Sepanjang Februari 2019 kinerja reksadana saham ikut terseret IHSG yang berdarah-darah. Perkembangan wabah virus corona atau Covid-19 dinilai jadi penentu kinerja ke depannya.

Dilansir Bisnis.com, Head of Investment Avrist Asset Management Farash Farich mengatakan saat ini kondisi industri memang masih dipengaruhi dampak negatif dari wabah corona. Namun, dia meyakini ada sinyal ke arah positif dalam jangka waktu dekat, karena ada potensi IHSG akan berbalik menguat.

Jika kasus baru corona berkurang, kata Farash, diharapkan pasar akan lebih stabil dan meningkatkan jumlah pembelian atau subscription di reksadana.
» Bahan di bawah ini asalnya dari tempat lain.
PR #2309, opened 2022-08-17
fix: group errors swallowed + honouring ctx

fracasula:
# Description

When using an `errgroup.Group`, if more than one routine returns an error it is swallowed: https://go.dev/play/p/5f6nHLHEEwu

Adapun saat ini dia menilai investor individu cukup aktif membeli reksadana saat terjadi koreksi pasar.

Seiring dengan optimisme tersebut, Farash mengaku pihaknya tak memiliki rencana untuk memangkas target kinerja reksadana mereka, termasuk reksadana saham.

Berdasarkan data Infovesta, kinerja reksadana saham sepanjang Februari 2020 yang tergambar dalam Infovesta 90 Equity Fund Index membukukan imbal hasil negatif 13,82 persen. Hal yang sama juga dialami oleh reksa dana campuran yang tercermin dalam Infovesta 90 Balanced Fund Index, yakni negatif 6,43 persen.

Sementara itu reksadana pendapatan tetap yang digambarkan dalam 90 Fixed Income Fund Index menunjukkan kinerja positif naik 1,74 persen, sedangkan reksa dana pasar uang dalam 90 Money Market Fund Index naik 0,88 persen.

Reksadana Pasar uang

Penyebaran wabah corona telah menekan pasar investasi. Sepanjang Februari 2020, Indeks Harga Saham Gabungan melorot 8,2 persen. Anjloknya kinerja IHSG turut menyeret kinerja reksadana.

Berdasarkan data Infovesta Utama, reksadana saham mencatatkan kinerja terburuk. Tercermin dari Infovesta 90 Equity Fund Index yang selama bulan Februari anjlok 7,23 persen. Rata-rata kinerja reksadana campuran pun bernasib sama. Merujuk Infovesta 90 Balanced Fund Index, reksadana campuran tercatat minus 3,71 persen.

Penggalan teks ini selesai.